By Javier E. David
The United States has sealed an arms deal to Saudi Arabia, the White House announced on Saturday, a move that solidifies its decades-long alliance with the world’s largest energy producer just as President Donald Trump begins his maiden trip abroad as leader of the free world.
The agreement, which is worth $350 billion over 10 years and $110 billion that will take effect immediately, was hailed by the White House as “a significant expansion of…[the] security relationship” between the two countries.
Simultaneously, Saudi Arabia is in a broad-based push for economic reform, and as part of that effort signed a flurry of deals with private U.S. companies worth tens of billions of dollars.
Lockheed Martin, one of the world’s largest defense contractors whose technology was part of the U.S-Saudi accord, said in a statement that the deal “will directly contribute to [Saudi Arabia’s] Vision 2030 by opening the door for thousands of highly skilled jobs in new economic sectors.”
The arms package represents an enhancement of Saudi Arabia’s military capabilities as tensions flare in the region, with the U.S. viewing the Saudis as a linchpin in efforts to check the global ambitions of Iran. The country, the hub of Islam’s most revered sites, but is also a target of radical Islamic extremism.
We welcome @POTUS Trump to KSA. Mr. President, your visit will strengthen our strategic cooperation, lead to global security and stability.
— سلمان بن عبدالعزيز (@KingSalman) May 20, 2017
“This package of defense equipment and services support the long-term security of Saudi Arabia and the Gulf region in the face of Iranian threats, while also bolstering the Kingdom’s ability to contribute to counter terrorism operations across the region, reducing the burden on the U.S. military to conduct those operations,” the White House said in a statement.

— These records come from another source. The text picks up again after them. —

Issue #308, opened 2020-01-29
Expose endpoint connection status and information on every submariner engine/gateway


mangelajo:
May be using a healthz server https://github.com/submariner-io/coastguard/blob/master/pkg/healthz/healthz.go or similar

We could expose, per remote endpoint:
   * State (connecting/connected/error?...)
   * IPs used for the connection
   * Nat status
   * Latency
   * Bandwidth
   * Local & Remote IPs of the connection

PR #485, opened 2020-04-01
Define the status structures for a connection list

mangelajo:
Related-Issue: #308

### DIFF
--- a/pkg/cable/status.go
+++ b/pkg/cable/status.go
@@ -1,0 +1,21 @@
+package cable
+
+type ConnectionStatus string
+
+const (
+	Established     ConnectionStatus = "ESTABLISHED"
+	Connecting      ConnectionStatus = "CONNECTING"
+	ConnectionError ConnectionStatus = "ERROR"
+	Unreachable     ConnectionStatus = "UNREACHABLE"
+	AuthError       ConnectionStatus = "AUTH ERROR"
+)
+
+type Connection struct {
+	CableName     string           `json:"cableName"`
+	ClusterID     string           `json:"clusterID"`
+	Status        ConnectionStatus `json:"status"`
+	RemoteIP      string           `json:"remoteIP"`
+	LocalIP       string           `json:"localIP"`
+	CableDriver   string           `json:"cableDriver"`
+	RemoteSubnets []string         `json:"remoteSubnets"`
+}
--- a/pkg/cable/status.go
+++ b/pkg/cable/status.go
@@ -10,8 +10,8 @@ const (
 	ConnectionError ConnectionStatus = "ERROR"
 )
 
-// Connection structure represents the status of an existing cable connection,
-// it includes details the endpoint details, and it's meant to be exposed
+// Connection structure represents the state of an existing cable connection
+// including the Endpoint details. It is meant to be exposed
 // through an HTTP API on the submariner-engine.
 type Connection struct {
 	Status        ConnectionStatus `json:"status"`
--- a/pkg/cable/status.go
+++ b/pkg/cable/status.go
@@ -1,21 +1,20 @@
 package cable
 
+import v1 "github.com/submariner-io/submariner/pkg/apis/submariner.io/v1"
+
 type ConnectionStatus string
 
 const (
-	Established     ConnectionStatus = "ESTABLISHED"
+	Connected       ConnectionStatus = "CONNECTED"
 	Connecting      ConnectionStatus = "CONNECTING"
 	ConnectionError ConnectionStatus = "ERROR"
-	Unreachable     ConnectionStatus = "UNREACHABLE"
-	AuthError       ConnectionStatus = "AUTH ERROR"
 )
 
+// Connection structure represents the status of an existing cable connection,
+// it includes details the endpoint details, and it's meant to be exposed
+// through an HTTP API on the submariner-engine.
 type Connection struct {
-	CableName     string           `json:"cableName"`
-	ClusterID     string           `json:"clusterID"`
 	Status        ConnectionStatus `json:"status"`
-	RemoteIP      string           `json:"remoteIP"`
-	LocalIP       string           `json:"localIP"`
-	CableDriver   string           `json:"cableDriver"`
-	RemoteSubnets []string         `json:"remoteSubnets"`
+	StatusMessage string           `json:"statusMessage"`
+	Endpoint      v1.EndpointSpec  `json:"endpoint"`
 }
--- a/pkg/cableengine/cableengine.go
+++ b/pkg/cableengine/cableengine.go
@@ -30,6 +30,8 @@ type Engine interface {
 	// RemoveCable disconnects the Engine from the given remote endpoint. Upon completion.
 	// remote Pods and Service may not be accessible any more.
 	RemoveCable(remote types.SubmarinerEndpoint) error
+	// ListCableConnections returns a list of cable connection, and the related status
+	ListCableConnections() (*[]cable.Connection, error)
 }
 
 type engine struct {
@@ -116,4 +118,8 @@ func (i *engine) RemoveCable(endpoint types.SubmarinerEndpoint) error {
 
 	klog.Infof("Successfully removed Endpoint cable %q", endpoint.Spec.CableName)
 	return nil
+}
+
+func (i *engine) ListCableConnections() (*[]cable.Connection, error) {
+	return nil, fmt.Errorf("Not implemented yet")
 }


pkg/cableengine/cableengine.go
```diff
@@ -117,3 +119,7 @@ func (i *engine) RemoveCable(endpoint types.SubmarinerEndpoint) error {
 	klog.Infof("Successfully removed Endpoint cable %q", endpoint.Spec.CableName)
 	return nil
 }
+
+func (i *engine) ListCableConnections() (*[]cable.Connection, error) {
+	return nil, fmt.Errorf("Not implemented yet")
```
tpantelis, line 124: Will this also require a new method on the `cable.Driver` interface?I see there's a `GetActiveConnections` method but that takes a clusterID.

mangelajo: Of course, I was planning to make that happen during the real implementation, This was just defining the high level API and structures (which will also be used for reporting)

I was considering the driver part as part of the implementation that we can discuss later.

I can add it here too, no harm :-)

mangelajo:
@roytman @deanlorenz ^

pkg/cable/status.go
```diff
@@ -0,0 +1,21 @@
...
+
+type Connection struct {
+	CableName     string           `json:"cableName"`
+	ClusterID     string           `json:"clusterID"`
+	Status        ConnectionStatus `json:"status"`
+	RemoteIP      string           `json:"remoteIP"`
+	LocalIP       string           `json:"localIP"`
+	CableDriver   string           `json:"cableDriver"`
+	RemoteSubnets []string         `json:"remoteSubnets"`
+}
```
deanlorenz, line 21: Beyond status, do we expect these attributes to be different from the endpoint spec?

pkg/cable/status.go
```diff
@@ -0,0 +1,21 @@
...
+
+type ConnectionStatus string
+
+const (
+	Established     ConnectionStatus = "ESTABLISHED"
+	Connecting      ConnectionStatus = "CONNECTING"
+	ConnectionError ConnectionStatus = "ERROR"
+	Unreachable     ConnectionStatus = "UNREACHABLE"
+	AuthError       ConnectionStatus = "AUTH ERROR"
+)
```
deanlorenz, line 11: Are these supposed to be computed during connect (i.e., by errors reported) or supposed to reflect some health check?
I believe wiregaurd does not report any authentication errors -- packets with bad keys are silently dropped.
Wireguard has some liveness metrics -- last handsake, TxRx bytes -- however these are updated only if someone actually uses the connection. , Perhaps we need a health check probe, e.g., a ping between the GWs

mangelajo: Can you investigate the AUTH ERROR part? I hope we can find a minimal common denominator. But I think we must find a way to at least identify "AUTH ERROR", "CONNECTING", "CONNECTED" status. As those should be very basic.

Later on I think we can also add ping metrics to the connection, that'd be very helpful to calculate transit latencies, but we don't need to define all from the start.

pkg/cable/status.go
mangelajo: No In fact, we could add the endpoint spec struct as an attribute itself and probably make things simpler.

The idea is that we want to expose this structure in an API, and then the operator can look at the API of it's own active gateway engine and report the list of connections as a status field

mangelajo:
@deanlorenz thanks a lot for reviewing, I'll have an eye on the wireguard side to help figure out the MCD.

pkg/cable/status.go
deanlorenz: 1. Do we need to do anything if the data does not match the endpoint spec?
2. Most fields, even if stored in the driver, are just a copy of the endpoint -- so mismatch is just an error. Only IPs, and subnets are part of the peer information that actually comes from the wg device. 
3. Going forward we should probably encode the publickey in cable name

pkg/cable/status.go
deanlorenz: I ran a few tests and checked again. 

- This is all done in the kernel. The only way to get the status is to turn on dynamic debug in debugfs and fetch the messages with -- I don't think we should do that. debug provides a lot of info, but is too verbose.
```
drivers/usb/host/xhci-mem.c:1136 [xhci_hcd]xhci_setup_addressable_virt_dev =_ "FIXME xHCI doesn't support wireless speeds\012"
drivers/net/ethernet/intel/e1000/e1000_hw.c:4203 [e1000]e1000_write_eeprom_microwire =_ "EEPROM Write did not complete\012"
/var/lib/dkms/wireguard/0.0.20200318/build/noise.c:825 [wireguard]wg_noise_handshake_begin_session =_ "%s: Keypair %llu created for peer %llu\012"
/var/lib/dkms/wireguard/0.0.20200318/build/noise.c:127 [wireguard]keypair_free_kref =_ "%s: Keypair %llu destroyed for peer %llu\012"
/var/lib/dkms/wireguard/0.0.20200318/build/device.c:377 [wireguard]wg_newlink =_ "%s: Interface created\012"
/var/lib/dkms/wireguard/0.0.20200318/build/device.c:257 [wireguard]wg_destruct =_ "%s: Interface deleted\012"
/var/lib/dkms/wireguard/0.0.20200318/build/device.c:155 [wireguard]wg_xmit =_ "%s: No valid endpoint has been configured or discovered for peer %llu\012"
/var/lib/dkms/wireguard/0.0.20200318/build/device.c:147 [wireguard]wg_xmit =_ "%s: No peer has allowed IPs matching %pI6\012"
/var/lib/dkms/wireguard/0.0.20200318/build/device.c:144 [wireguard]wg_xmit =_ "%s: No peer has allowed IPs matching %pI4\012"
/var/lib/dkms/wireguard/0.0.20200318/build/device.c:135 [wireguard]wg_xmit =_ "%s: Invalid IP packet\012"
/var/lib/dkms/wireguard/0.0.20200318/build/peer.c:215 [wireguard]kref_release =_ "%s: Peer %llu (%pISpfsc) destroyed\012"
/var/lib/dkms/wireguard/0.0.20200318/build/peer.c:68 [wireguard]wg_peer_create =_ "%s: Peer %llu created\012"
/var/lib/dkms/wireguard/0.0.20200318/build/timers.c:129 [wireguard]wg_queued_expired_zero_key_material =_ "%s: Zeroing out all keys for peer %llu (%pISpfsc), since we haven't received a new one in %d seconds\012"
/var/lib/dkms/wireguard/0.0.20200318/build/timers.c:97 [wireguard]wg_expired_new_handshake =_ "%s: Retrying handshake with peer %llu (%pISpfsc) because we stopped hearing back after %d seconds\012"
/var/lib/dkms/wireguard/0.0.20200318/build/timers.c:68 [wireguard]wg_expired_retransmit_handshake =_ "%s: Handshake for peer %llu (%pISpfsc) did not complete after %d seconds, retrying (try %d)\012"
/var/lib/dkms/wireguard/0.0.20200318/build/timers.c:49 [wireguard]wg_expired_retransmit_handshake =_ "%s: Handshake for peer %llu (%pISpfsc) did not complete after %d attempts, giving up\012"
/var/lib/dkms/wireguard/0.0.20200318/build/send.c:237 [wireguard]wg_packet_send_keepalive =_ "%s: Sending keepalive packet to peer %llu (%pISpfsc)\012"
/var/lib/dkms/wireguard/0.0.20200318/build/send.c:118 [wireguard]wg_packet_send_handshake_cookie =_ "%s: Sending cookie response for denied handshake message for %pISpfsc\012"
/var/lib/dkms/wireguard/0.0.20200318/build/send.c:93 [wireguard]wg_packet_send_handshake_response =_ "%s: Sending handshake response to peer %llu (%pISpfsc)\012"
/var/lib/dkms/wireguard/0.0.20200318/build/send.c:33 [wireguard]wg_packet_send_handshake_initiation =_ "%s: Sending handshake initiation to peer %llu (%pISpfsc)\012"
/var/lib/dkms/wireguard/0.0.20200318/build/receive.c:583 [wireguard]wg_packet_receive =_ "%s: Dropping handshake packet from %pISpfsc\012"
/var/lib/dkms/wireguard/0.0.20200318/build/receive.c:487 [wireguard]wg_packet_rx_poll =_ "%s: Packet has invalid nonce %llu (max %llu)\012"
/var/lib/dkms/wireguard/0.0.20200318/build/receive.c:449 [wireguard]wg_packet_consume_data_done =_ "%s: Packet has incorrect size from peer %llu (%pISpfsc)\012"
/var/lib/dkms/wireguard/0.0.20200318/build/receive.c:443 [wireguard]wg_packet_consume_data_done =_ "%s: Packet is neither ipv4 nor ipv6 from peer %llu (%pISpfsc)\012"
/var/lib/dkms/wireguard/0.0.20200318/build/receive.c:437 [wireguard]wg_packet_consume_data_done =_ "%s: Packet has unallowed src IP (%pISc) from peer %llu (%pISpfsc)\012"
/var/lib/dkms/wireguard/0.0.20200318/build/receive.c:428 [wireguard]wg_packet_consume_data_done =_ "%s: Failed to give packet to userspace from peer %llu (%pISpfsc)\012"
/var/lib/dkms/wireguard/0.0.20200318/build/receive.c:370 [wireguard]wg_packet_consume_data_done =_ "%s: Receiving keepalive packet from peer %llu (%pISpfsc)\012"
/var/lib/dkms/wireguard/0.0.20200318/build/receive.c:183 [wireguard]wg_receive_handshake_packet =_ "%s: Receiving handshake response from peer %llu (%pISpfsc)\012"
/var/lib/dkms/wireguard/0.0.20200318/build/receive.c:177 [wireguard]wg_receive_handshake_packet =_ "%s: Invalid handshake response from %pISpfsc\012"
/var/lib/dkms/wireguard/0.0.20200318/build/receive.c:161 [wireguard]wg_receive_handshake_packet =_ "%s: Receiving handshake initiation from peer %llu (%pISpfsc)\012"
/var/lib/dkms/wireguard/0.0.20200318/build/receive.c:155 [wireguard]wg_receive_handshake_packet =_ "%s: Invalid handshake initiation from %pISpfsc\012"
/var/lib/dkms/wireguard/0.0.20200318/build/receive.c:138 [wireguard]wg_receive_handshake_packet =_ "%s: Invalid MAC of handshake, dropping packet from %pISpfsc\012"
/var/lib/dkms/wireguard/0.0.20200318/build/receive.c:114 [wireguard]wg_receive_handshake_packet =_ "%s: Receiving cookie response from %pISpfsc\012"
/var/lib/dkms/wireguard/0.0.20200318/build/socket.c:156 [wireguard]send6 =_ "%s: Avoiding routing loop to %pISpfsc\012"
/var/lib/dkms/wireguard/0.0.20200318/build/socket.c:150 [wireguard]send6 =_ "%s: No route to %pISpfsc, error %d\012"
/var/lib/dkms/wireguard/0.0.20200318/build/socket.c:83 [wireguard]send4 =_ "%s: Avoiding routing loop to %pISpfsc\012"
/var/lib/dkms/wireguard/0.0.20200318/build/socket.c:77 [wireguard]send4 =_ "%s: No route to %pISpfsc, error %d\012"
/var/lib/dkms/wireguard/0.0.20200318/build/cookie.c:231 [wireguard]wg_cookie_message_consume =_ "%s: Could not decrypt invalid cookie response\012"
```

- Wireguard driver cannot cause authentication errors, but address misconfigurations can always happen -- that is, pubkey is the identity, so if there is a wrong privkey it is always someone malicious. Connection errors can occur -- blocked ports, bad remote IP, wrong pubkey, etc. -- I will not call these AUTH ERROR -- we should perhaps indicate when the peer info is different from the peer endpoint spec (i.e., do a deep compare when asked to get connections).  

- I ran a test with forced failures (like using IP out of range or using a wrong key) just shows as stale last handshake -- looks exactly like an unused connection.

- I still think the last handshake time is the best bet. But it needs a ping.

pkg/cable/status.go
mangelajo: I don't think the pk would fit in the cable name, but we could include it in the backend config map.

mangelajo:
@deanlorenz @tpantelis @skitt can you look at the new version of the patch and vote please?

deanlorenz:
@mangelajo looks good to me. 
Will refresh status on ListConnections.
For WG will check last handshake is not stale + compare current to desired endpoint

pkg/cable/status.go
```diff
@@ -0,0 +1,20 @@
...
+
+type ConnectionStatus string
+
+const (
+	Connected       ConnectionStatus = "CONNECTED"
+	Connecting      ConnectionStatus = "CONNECTING"
+	ConnectionError ConnectionStatus = "ERROR"
+)
+
+// Connection structure represents the status of an existing cable connection,
```
tpantelis, line 13:
```suggestion
// Connection structure represents the state of an existing cable connection
```

pkg/cable/status.go
```diff
@@ -0,0 +1,20 @@
...
+// it includes details the endpoint details, and it's meant to be exposed
```
tpantelis, line 14:
```suggestion
// including the Endpoint details. It is meant to be exposed
```

PR #488, opened 2020-04-02
Allow running just the e2e tests

mangelajo:
This is useful when working on the e2e tests, you can deploy once
and run e2e-tests many times.

```
make e2e status=keep
... modify your e2e tests here ...
make e2e-tests
```


mangelajo:
@mkolesnik I have proposed an extended version of this, because -o deploy doesn't work in my system.

Also the new proposal brings new features and it's cleaner.

https://github.com/submariner-io/submariner/pull/510

PR #490, opened 2020-04-07
Use latest image as cache to skip rebuilding layers

mkolesnik:
OS and other base layers don't change that often, use them from the
latest image instead of rebuilding them each time.


mkolesnik:
Seems to be working well, see #491 for testing it picks up the changes

mkolesnik:
Closing in favor of #498

PR #487, opened 2020-04-02
Remove status flag from E2E

mkolesnik:
This flag made sense when everything was inside the e2e.sh script,
however since we migrated to shipyard which has distinct stages for each
operation, it doesn't make any sense to keep supporting this flag.

PR #492, opened 2020-04-07
Don't make build package explicitly in travis

mkolesnik:
Since the makefile already specifies the dependency tree, `make e2e`
will always perform these targets anyway.
Specifying them explicitly in travis, due to all targets being run
inside dapper, causes it to extranously perform these steps before the
e2e, thus it actually builds and packages everything twice.
Since the whole process takes a few minutes, removing these unnecessary
steps will shorten the CI run time quite significantly.

### DIFF
--- a/.travis.yml
+++ b/.travis.yml
@@ -13,8 +13,8 @@ git:
 jobs:
   include:
   - env: CMD="make test validate"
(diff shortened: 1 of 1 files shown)


mangelajo:
Conflict now, I think you fixed it on the previous patch already

mkolesnik:
This was already fixed by #487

For the Saudis, Trump’s visit represents a diplomatic and public relations coup for Mohammed bin Salman, the Kingdom’s 31-year old deputy crown prince. The U.S.-Saudi partnership has been fraught with controversy since the Sept. 11 attacks, which culminated last year in a Congressional vote to allow 9/11 families to sue the country for its suspected links to the attackers.
Saudi Arabia is the primary destination for U.S. arms sales, according to the Council on Foreign Relations, with the Kingdom purchasing nearly 10 percent of U.S. exports from 2011 to 2015.

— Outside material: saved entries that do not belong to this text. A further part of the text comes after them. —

PR #496, opened 2020-04-08
Avoid package conflict (script/directory)

skitt:
“package” exists both as a directory and a script (and Make target),
which causes problems when it’s not defined as a real Make target.
This renames the script to “images” to avoid problems.


skitt:
> Might need to update the docs here: https://submariner-io.github.io/en/contributing/building_testing/#building-engine-routeagent-and-globalnet-container-images

Done, thanks, https://github.com/submariner-io/submariner-website/pull/76

PR #501, opened 2020-04-10
Move connection types to the submariner.io API

skitt:
We want to expose the connection status in the operator status. The
initial plan was to make the status available over HTTP, and query
that from the operator; however, the operator only updates its status
in the reconciliation loop, and apart from that the status is static.

This means that operator status updates require watching Kubernetes
objects which reflect the state encapsulated in the operator status.
To enable this, we can expose the status types in Submariner alongside
the existing Cluster and Endpoint types; to avoid package import
loops, we move everything there, and adjust the existing cable engine
and drivers accordingly.


mangelajo:
https://travis-ci.com/github/submariner-io/submariner/jobs/318192563#L510

why did this fail on CI?, it passes locally for me.

mangelajo:
Ah, the return order is not deterministic, you fixed that for one of the cases, and not the other... investigating.

mangelajo:
Added another commit on top to handle the unit test failures which happen sometimes, and cleaning up tests.

mangelajo:
@skitt I started a follow up here to report the status: https://github.com/submariner-io/submariner/pull/502

still in WIP status, will finish it tomorrow along with the CRD definitions to test it

PR #503, opened 2020-04-14
Add reload-images makefile target

mangelajo:
This target will push the images to the localhost registry on the clusters
so the developer can subsequently set imagePullPolicy to always on the desired
resource and force it to reload. Alowing a very quick developer cycle.

### DIFF
--- a/Makefile
+++ b/Makefile
@@ -15,7 +15,7 @@ e2e: deploy
 	./scripts/kind-e2e/e2e.sh --deploytool $(deploytool)
 
 reload-images: build images
-	./scripts/$@ --globalnet true
+	./scripts/$@
 
 $(TARGETS): vendor/modules.txt
 	./scripts/$@ --build_debug $(build_debug)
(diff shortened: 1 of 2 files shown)


Makefile
```diff
@@ -6,14 +6,17 @@ ifneq (,$(DAPPER_HOST_ARCH))
...
+TARGETS := $(shell ls -p scripts | grep -v -e / | grep -v reload-images)
 CLUSTERS_ARGS = --cluster_settings $(DAPPER_SOURCE)/scripts/kind-e2e/cluster_settings
 
 clusters: build images
 
 e2e: deploy
 	./scripts/kind-e2e/e2e.sh --deploytool $(deploytool)
 
+reload-images: build images
+	./scripts/$@ --globalnet true
```
sridhargaddam, line 18: I think "--globalnet true" is not required for this target. Can you please check.

mangelajo: Oh true let me fix that 
```suggestion
	./scripts/$@
```

mangelajo:
> Wouldn’t this be more useful in shipyard?

It would, but every project would have it's own different images, which are project-dependent.

We are already using the shipyard includes to build this. I also want to add behavior to let us restart images in next patch, like:

```
make reload-images restart=all
```

```
make reload-images restart=routeagent
```
etc, which again is very project specific.

PR #506, opened 2020-04-15
Register gateway type

skitt:


mangelajo:
Merging since we have another build with this patch which passed: https://travis-ci.com/github/submariner-io/submariner/jobs/319627719

PR #509, opened 2020-04-17
Fix log levels in Submariner Gateway and Globalnet

sridhargaddam:
Recently log levels were updated in Submariner code to use one
of INFO/DEBUG/TRACE. This PR modifies the defaults to use DEBUG
which otherwise were logging at TRACE.


package/submariner-globalnet.sh
```diff
@@ -3,10 +3,12 @@ set -e -x
 
 trap "exit 1" SIGTERM SIGINT
 
+SUBMARINER_VERBOSITY=${SUBMARINER_VERBOSITY:-2}
+
 if [ "${SUBMARINER_DEBUG}" == "true" ]; then
-    DEBUG="-v=9"
+    DEBUG="-v=3"
```
tpantelis, line 9: Shouldn't this be 2 as TRACE is 3?

mangelajo: By default we are making debug = trace, something we talked about at some point during the levels cleanup.

We can introduce another flag if we want SUBMARINER_TRACE ? , we'd need to enable it on the operator/subctl too, but I'm all for it. Otherwise it's not very useful that we make a difference.

tpantelis: I'm confused - this PR summary says "This PR modifies the defaults to use DEBUG
which otherwise were logging at TRACE." which I take to mean we shouldn't be printing TRACE when the _debug_  flag is set. Previously **v** was set to 9 which of course encompassed 3.  So I'm not clear on what this PR is actually fixing/changing? Or am I missing something.

sridhargaddam: Okay, the description might be a bit confusing. This PR fixes the following.

1. The problem with the current code is that even when SUBMARINER_DEBUG is set to false, v was configured as 4 in submariner-globalnet.sh and submariner.sh files. Because of this, globalnetController and SMGateway PODs were logging TRACE logs (as the updated logging uses value of 3 for TRACE). 

2. In submariner-route-agent.sh file, when SUBMARINER_DEBUG is false, *v* is set to 1 because of which only INFO logs were logged in route-agent-pods making it extremely difficult to debug any issues with default configuration.

So this PR fixes this behavior by modifying the default deployment to use v=2 (aka DEBUG) and when SUBMARINER_DEBUG is set to true, v=3 (aka TRACE). 

I understand that name of SUBMARINER_DEBUG is a bit confusing and I'm all for modifying it to SUBMARINER_TRACE (or something that is more appropriate). IMO we can handle those changes in a separate PR and unblock this PR to fix the current codebase.

tpantelis: Thanks for the explanation. So we set to DEBUG (2) by default and TRACE when the flag is set to get more output. Sounds fine.  Longer term I want to make the debug/verbosity level configurable via a `ConfigMap` so we can (hopefully) set it on the fly w/o restart (inn which case we can remove SUBMARINER_DEBUG flag here).

sridhargaddam: Configmap sounds like a nice idea, thanks.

The pomp and circumstance of the two-day Saudi visit also gives Trump — who sold himself to voters as an inveterate deal maker — a victory to merchandise abroad, just as his political pressures have intensified at home.
Over the course of the last week, the White House has been overwhelmed by news stemming from an inquiry into the Trump campaign’s alleged links to Russia, and the abrupt dismissal of former FBI Director James Comey.